Beynimizde oluşan görüntülerin, seslerin, kokuların, tatların dışarıda olup olmadığını kuşkusuz ki bilmemize imkan yoktur. Bir masaya vurduğunuzda, hiç bir zaman o masanın sertliğini gerçek anlamda hissedemezsiniz. “Vuruyorum bak ses geliyor” dediğinizde aslında sizin vurduğunuz yoğunlukta atomlar birbirine yaklaşamazlar. Buradan yola çıkarak anlayabileceğimiz tek gerçek şudur: Beynimizde bizim için özel olarak yaratılmış bir dünya vardır. Kalabalıktır, renklidir, gürültülüdür, kuralları vardır. Ve bu dünyayı, başkalarının da bizim gibi görüp görmediğini asla bilemeyiz. Biz yalnızca bize yaratılmış olan dünya içindeki görüntüleri görebilir, sesleri duyabilir, tatları alabiliriz. Bunun dışında bir şeye ulaşmamız mümkün değildir.

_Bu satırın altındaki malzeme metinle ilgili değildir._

PR #5896, opened 2026-05-31
`AsyncGRPOTrainer`: add PEFT/LoRA support

rycerzes:
# What does this PR do?

Adds PEFT/LoRA support to `AsyncGRPOTrainer`, matching the existing behavior in `GRPOTrainer`.

Currently, `AsyncGRPOTrainer` has no `peft_config` parameter and cannot train with LoRA adapters. This PR adds full PEFT support including the weight sync merge/unmerge cycle required for correct vLLM weight transfer.

**Changes:**
- `async_grpo_trainer.py`:
  - Add `peft_config` parameter to `__init__` with validation
  - Wrap model with `get_peft_model()` when `peft_config` is provided
  - Enable input gradients for gradient checkpointing compatibility with PEFT (workaround for [transformers#42489](https://github.com/huggingface/transformers/issues/42489))
  - PEFT-aware weight metadata collection: iterate base model params (`model.base_model.model`), strip `.base_layer` suffixes, skip adapter-only params — so vLLM receives base model weight names
  - PEFT-aware `_streaming_iter`: iterate base model params after merge so vLLM gets full (merged) weights
  - Merge/unmerge cycle in `_sync_weight`: `merge_adapter()` before weight transfer, `unmerge_adapter()` after — so vLLM gets merged weights while the trainer continues training with separate adapters
- `async_grpo_config.py`: add `model_init_kwargs` field (this PR is stacked on PR #5893)

**Note:** This PR includes the `model_init_kwargs` commit from PR #5893 as a base, since PEFT support requires `create_model_from_path` for correct model loading. Once PR #5893 merges, this PR will be rebased onto `main`.

**Tests:**
- `test_train_peft_config`: full training loop with `LoraConfig()` — verifies LoRA params change while base params stay frozen
- `test_peft_weight_metadata_excludes_adapters`: monkeypatches the worker to capture `weight_names` and verifies no `lora`-prefixed names leak into vLLM weight metadata

Closes part of https://github.com/huggingface/trl/issues/5831

## Before submitting

## AI writing disclosure

## Who can review?

@qgallouedec

---

> [!NOTE]
> **Medium Risk**
> Changes the async training hot path (weight sync merge/unmerge and parameter naming for vLLM); mistakes could desync rollouts from the trainer, but behavior is covered by new PEFT tests.
> 
> **Overview**
> Adds **PEFT/LoRA** training to `AsyncGRPOTrainer`, aligned with `GRPOTrainer`, plus optional **`model_init_kwargs`** on `AsyncGRPOConfig` for `from_pretrained` when the model is passed as a hub id.
> 
> **Trainer:** New `peft_config` wraps the base model via `get_peft_model`, with validation and gradient-checkpointing input-grad workaround. Loading switches from direct `AutoModelForCausalLM.from_pretrained` to `create_model_from_path` (honoring `model_init_kwargs`, forcing `device_map=None` for FSDP2). QLoRA paths upcast trainable adapter weights to **bfloat16**.
> 
> **vLLM weight sync:** Weight metadata and `_streaming_iter` strip PEFT prefixes, skip LoRA-only and `original_module` tensors, and normalize `modules_to_save` names so vLLM sees base checkpoint names. `_sync_weight` **merges** adapters before transfer and **unmerges** in a `finally` block so rollouts get merged weights while training stays on separate adapters.
> 
> **Tests:** `@require_peft` coverage for LoRA training (frozen base), `model_init_kwargs` dtype, QLoRA bf16 casting, and metadata/streaming name hygiene.
> 
> <sup>Reviewed by [Cursor Bugbot](https://cursor.com/bugbot) for commit 00477b193eda9b8e994cf9fc6c543b15de3804f4. Bugbot is set up for automated code reviews on this repo. Configure [here](https://www.cursor.com/dashboard/bugbot).</sup>


trl/experimental/async_grpo/async_grpo_trainer.py
```diff
@@ -601,6 +644,10 @@ def _sync_weight(self):
         self.accelerator.wait_for_everyone()
         t_barrier = time.time()
 
+        # Merge LoRA before syncing so vLLM gets full weights
+        if is_peft_model(self.model):
+            self.model.merge_adapter()
```
AmineDiro, line 764: I think we need to check if `merge_adapter` model.merge_adapter() works in distributed settings. If the base weights  are still DTensor shards how does the merge operate 🤔  ??

AmineDiro (commented):
Thanks a lot @rycerzes  for PR 🤗 ! LoRA support is definitely needed for AsyncGRPO. 

Looking at the PEFT integration in the GRPO module. I think the PR is missing support for  `modules_to_save` for example:

```
  LoraConfig(target_modules=[...], modules_to_save=["lm_head", "embed_tokens"])
```
Peft renames the target modules, so if we send them as is to vLLM it will probably error.  So in GRPO we do something like [this](https://github.com/huggingface/trl/blob/5f0e83d2bbbad79d6c231164ee09c3492cd27707/trl/generation/vllm_generation.py#L424).

rycerzes:
Thanks for the review @AmineDiro

> **On `modules_to_save`:**

I'll add the same name cleanup that GRPOTrainer does in `_sync_fsdp2_params_to_vllm`, skipping `original_module` entries and stripping `modules_to_save.default.` in both weight metadata collection and `_streaming_iter`.

> **On `merge_adapter()` in distributed settings:**

I will be running some integration tests for this to verify the behavior and then re-request for a review :)

rycerzes (commented):
Thanks for flagging this @AmineDiro, tested the PEFT sync path more directly and can confirm:

- **Dense LoRA + FSDP2** works: both ranks participate in `full_tensor()` and the merged weights sync to vLLM correctly.
- **QLoRA + FSDP2** does not work with the current merge-before-sync path. PEFT/bnb `merge_adapter()` expects bitsandbytes params with quantization metadata (`quant_state`, etc.), but FSDP2 wraps/shards those as `DTensor`, so the merge fails.

I've added an explicit guard for the `AsyncGRPO + PEFT + QLoRA + FSDP2` combination in the current full-weight vLLM sync path, with a clear error message pointing users toward the supported alternatives (dense LoRA + FSDP2, or QLoRA without FSDP2).

Tracked in #5975.

Longer term, the right fix would be  an **adapter-only vLLM LoRA sync** path, load the frozen base model in vLLM with LoRA support enabled and sync only the adapter tensors, rather than calling `merge_adapter()` on quantized FSDP2 base weights. This is what Axolotl does with `trl.vllm_lora_sync: true` and what verl supports with `lora.merge=False`. Avoids the DTensor/bnb metadata problem entirely and keeps the sync payload small.

AmineDiro:
Closing this in favour of #7017, which lands PEFT/LoRA support for `AsyncGRPOTrainer` together with the adapter-only sync path — thank you for the work here, and for the review round on `modules_to_save` and `merge_adapter()` in distributed settings, which is a good part of why the final version handles both.

Where #7017 differs: the sync mode is derived from a PEFT model plus a server reporting `lora_config` rather than being a config field, and the decision is made on rank 0 and broadcast The adapter save runs on every rank because materializing a sharded parameter is a collective. Each sync publishes a new versioned adapter name rather than reloading in place, since vLLM keys its prefix cache on the adapter name alone (vllm#42125) and would otherwise serve the previous policy's KV blocks.

PR #5906, opened 2026-06-02
Replace custom numpy cache in precompute_ref_logps with native datasets

albertvillanova:
Replace custom numpy cache in precompute_ref_logps with native datasets.

This PR updates the caching mechanism for reference log probabilities in the `DPOTrainer` class to store and load cached data using the HuggingFace `datasets` library, rather than using NumPy `.npz` files. This improves compatibility and simplifies cache management.

### Motivation

`DPOTrainer._precompute_ref_logps` had a hand-rolled cache mechanism: a custom fingerprint → `.npz` path derived by stripping the `.arrow` suffix from `_get_cache_file_path` and appending `.npz`, then saving and loading the two logp arrays with `numpy`.

This reimplemented what `datasets` already does natively. This PR replaces it with the standard `Dataset.map` caching.

### Changes

**Caching and Loading Improvements:**

* Changed the cache file handling in `_precompute_ref_logps` to use HuggingFace dataset serialization instead of NumPy `.npz` files, allowing for seamless integration with the rest of the dataset pipeline.
* When loading cached reference log probabilities, the code now uses `concatenate_datasets` to merge the original and cached datasets along columns, rather than loading NumPy arrays. 
* When saving reference log probabilities, the code now uses the `map` function to add columns directly to the dataset and writes the result to disk, instead of saving NumPy arrays.

**Dependency Updates:**

* Added the `concatenate_datasets` import from `datasets` and removed the unused `numpy` import, reflecting the switch away from NumPy-based caching.

---

> [!NOTE]
> **Medium Risk**
> Changes DPO training data preparation and invalidates prior .npz caches; multi-GPU cache write still relies on main-process map plus barrier before load.
> 
> **Overview**
> **`DPOTrainer._precompute_ref_logps`** no longer uses a custom NumPy `.npz` sidecar. Reference log-prob caches now use Hugging Face **`datasets`** Arrow files at the fingerprint path from `_get_cache_file_path`, written via **`Dataset.map`** and read with **`Dataset.from_file`**.
> 
> On a cache hit or after writing, the method returns **`concatenate_datasets([dataset, cached], axis=1)`** so `ref_chosen_logps` / `ref_rejected_logps` are merged as columns instead of **`add_column`** from in-memory NumPy arrays. The **`numpy`** import is removed; **`concatenate_datasets`** is added.
> 
> Existing **`.npz`** caches from the old path suffix hack will not be picked up automatically; the first run after upgrade may recompute reference log probs.
> 
> <sup>Reviewed by [Cursor Bugbot](https://cursor.com/bugbot) for commit bd0208544700c992414b33e639ca82b768edef19. Bugbot is set up for automated code reviews on this repo. Configure [here](https://www.cursor.com/dashboard/bugbot).</sup>

### DIFF
--- a/trl/trainer/dpo_trainer.py
+++ b/trl/trainer/dpo_trainer.py
@@ -29,7 +29,7 @@ import transformers
 from accelerate import PartialState
 from accelerate.logging import get_logger
 from accelerate.utils import is_peft_model, tqdm
-from datasets import Dataset, IterableDataset, IterableDatasetDict
+from datasets import Dataset, IterableDataset, IterableDatasetDict, concatenate_datasets
 from datasets.fingerprint import Hasher
 from packaging.version import Version
 from torch.utils.data import DataLoader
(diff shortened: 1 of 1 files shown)


qgallouedec:
I'm almost sure that I tried a similar approach, but ended up choosing numpy for some reason. Let me dig in the history of #3906 to understand, before approving.

albertvillanova:
Sure! That is the professional approach! :hugs: 

For more context, I also benchmarked the performance:
- the new approach is negligibly slower to write and measurably faster to read, at comparable file sizes
  - Save: new approach is slower in absolute terms, but the absolute numbers are tiny: 57 ms for 50k samples. This is a one-time cost, and it's dwarfed by the ref model forward pass.
  - Load: new approach (`from_file` + `concatenate_datasets`) is consistently ~2× faster than `np.load` + two `add_column` calls

qgallouedec:
Ok, I can't find why. Maybe I didn't try after all.

I probably would have written a comment. Because in situations like this, when I suspect that my future self will wonder why my past self did things this way and not another, I leave a comment. 😅

I can also see that we don't need the manual conversion ~to~ from bf16 anymore, nice! (I wrote a comment for this one at least)

qgallouedec (approved):
To be applied in KTO as well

Gördüğümüz her şey, Allah'ın Kuran'da var olduğunu, yoktan var ettiğini belirttiği her varlık, yaratılmıştır ve vardır. Ancak, insanlar bu varlıkların asılları ile değil beyinlerindeki kopyaları ile muhatap olurlar. Örneğin; bu yazdığım yazıyı okurken yazının aslını göremezsiniz, bu yazının aslına gelen ışık, gözünüzdeki bazı hücreler tarafından elektrik sinyaline dönüştürülerek, beyninizin arkasındaki görme merkezine gider, bu merkezi uyarır. Ve beyninizin arkasında bu yazının görüntüsü oluşur. Yani şu an da gözünüzün önündeki bir yazıyı okumuyor, beyninizin arkasındaki görme merkezinde oluşan "kopya yazıyı” okuyorsunuz.
Bu tüm okullarda öğretilen bilimsel bir konudur. Elbette ki maddenin beynimizde bir hayal olarak oluşması onu “yok” hale getirmez. Ama insanın maddenin aslı ile hiç bir zaman muhatap olamayacağı gerçeği hakkında bizlere bilgi verir.